This story originally ran on May 6.
Further leveraging its technology to develop and validate assays, Expression Pathology this week announced a collaboration with Toronto's Hospital for Sick Children and the University Health Network, comprised of Toronto General Hospital, Toronto Western Hospital, and Princess Margaret Hospital.
Under the terms of the deal, Expression Pathology will use its Liquid Tissue SRM proteomic assay platform to develop and validate an assay "to improve the identification of patients most likely to respond to anti-EGFR cancer drugs," the Rockville, Md., firm said in a statement.
The technology will be combined with the Hospital for Sick Children's "advanced" mass spectrometry capabilities and UHN's pathology and oncology expertise.
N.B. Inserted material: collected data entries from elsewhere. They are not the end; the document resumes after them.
Issue #11210, opened 2026-06-15
3 Dolt JSON Bugs for large JSON payloads / parallel execution of JSON payloads.


tianhuil:
The following bugs are reproduced on CI tests in a [Github repo here](https://github.com/tianhuil/dolt-json-bug/blob/main/README.md) and [a 2nd Github repo](https://github.com/tianhuil/dolt-repro).

It affects at least Dolt version 2.1.7.

See @zachmu and @nicktobey 

## Bug 1: JSON column silently stores NULL for large values

When inserting JSON values > ~4004 bytes containing certain control characters into
a `JSON` column, Dolt silently stores `NULL` instead of the value. No error is
raised. The same value stored in a `LONGTEXT` column round-trips correctly
byte-for-byte.

### Trigger conditions

The bug requires **both** conditions:

1. **JSON input text > ~4004 bytes**
2. **Value contains control characters that `JSON.stringify` serializes as `\uXXXX` (6-byte escape sequences)**

These control characters trigger the bug (no short escape → `\uXXXX`):
- U+0000–U+0007 (NUL through BEL)
- U+000B (VT, vertical tab)
- U+000E–U+001F

These do **not** trigger (short escape or literal):
- U+0008 (BS) → `\b` (2 bytes)
- U+0009 (TAB) → `\t` (2 bytes)
- U+000A (LF) → `\n` (2 bytes)
- U+000C (FF) → `\f` (2 bytes)
- U+000D (CR) → `\r` (2 bytes)
- U+007F (DEL) → literal (1 byte)
- Normal ASCII / UTF-8 → literal (1 byte each)

### Minimum reproduction

```json
{"d":"\u000b\u000b\u000b...666 times...\u000b"}
```

Total JSON input = 4004 bytes. A single `\u000b` in a 50KB string also triggers.
But 100KB of plain `x` with no escapes works fine.

### Hypothesis

Dolt's JSON serializer allocates an output buffer proportional to the input
string length. Control characters needing `\uXXXX` escaping expand from 1 byte
(internal) to 6 bytes (JSON output). The serializer writes past the end of the
allocated buffer, corrupting internal state and causing a silent NULL. Characters
with shorter escapes or no expansion fit within the original buffer.

---

## Bug 2: JSON_VALID returns 0 for LONGTEXT values > 2040 bytes

`JSON_VALID()` returns `0` for valid JSON stored in `LONGTEXT` columns when the
[...]

PR #11211, opened 2026-06-15
test: reproduce JSON bugs from issue #11210 as failing tests

tianhuil:
Reproduces all three bugs from GitHub issue #11210 as failing unit tests:

**Bug 1** — Large JSON values with control characters (U+0000–U+001F) are silently stored as NULL or become invalid when the serialized representation exceeds ~4004 bytes. Tests verify that JSON_TYPE, JSON_LENGTH, and JSON_UNQUOTE(JSON_EXTRACT) all fail.

**Bug 2** — JSON_VALID() returns 0 for valid JSON strings stored in LONGTEXT columns without a primary key when the value exceeds ~2040 bytes.

**Bug 3** — Concurrent JSON reads return corrupted data due to a data race in unescapeHTMLCodepoints() (blob_builder.go), which modifies the backing byte slice in place without synchronization.

All three tests pass on the expected buggy behavior (they fail on the current codebase, demonstrating the bugs).

### DIFF
--- a/go/libraries/doltcore/sqle/enginetest/dolt_engine_test.go
+++ b/go/libraries/doltcore/sqle/enginetest/dolt_engine_test.go
@@ -1082,6 +1082,11 @@ func TestLargeJsonObjects(t *testing.T) {
 	RunLargeJsonObjectsTest(t, harness)
 }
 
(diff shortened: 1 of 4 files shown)


timsehn:
This was covered in our own PR.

The project, Expression Pathology said, addresses two challenges — the ability to accurately measure the EGFR protein and its activation in cancer, and the ability to do so in formalin-fixed paraffin embedded tissue, the standard form of tissue preservation used in medical facilities.
Terms of the deal were not disclosed.
The Liquid Tissue technology is a method for solubilizing and capturing the total protein content in microdissected FFPE tissue, which, while widely used in light-microscopy, is used much less frequently in proteomics research, where immunohistochemistry is the standard method for identifying tissue proteins.
However, immunohistochemistry is inappropriate for FFPE tissue because such tissue creates crosslinks that make proteins insoluble and unsuitable for routine chemical analysis. Expression Pathology's technology uses heat buffers and enzymatic digestion to undo the crosslinking in the tissues.
The partnership will also use the company's Director Laser microdissection technology for the rapid, automated collection of cancer cells from patient tissues. Meanwhile, advances in single-reaction monitoring mass spec methods allow for the accurate measurement of targeted proteins, such as EGFR, in "minute amounts of sample," Expression Pathology said.
The deal is the most recent by the company in recent months applying its technology for assay development and is "part of a broad program we have embarked on to exploit our unique ability to apply mass spectrometry to FFPE tissue," Jon Burrows, the company's vice president of R&D, said. "We are developing quantitative companion diagnostic Liquid Tissue SRM Assays for many important protein pathways targeted by existing and emerging cancer drugs."
In December, Expression Pathology and Thermo Fisher Scientific's Biomarker Research Initiatives in Mass Spectrometry center announced a collaboration to develop assays for identifying cancer protein biomarkers (PM 12/18/09). A month earlier Expression Pathology licensed non-exclusive rights to its Liquid Tissue patent to the Mayo Clinic for the diagnosis of amyloidosis in FFPE (PM 11/20/09).
A year ago, biotechnology and therapeutics firm Abraxis Biosciences gave the company a $6.5 million shot in the arm to continue developing pharmacogenomic clinical assays on the Liquid Tissue technology (PM 04/23/09).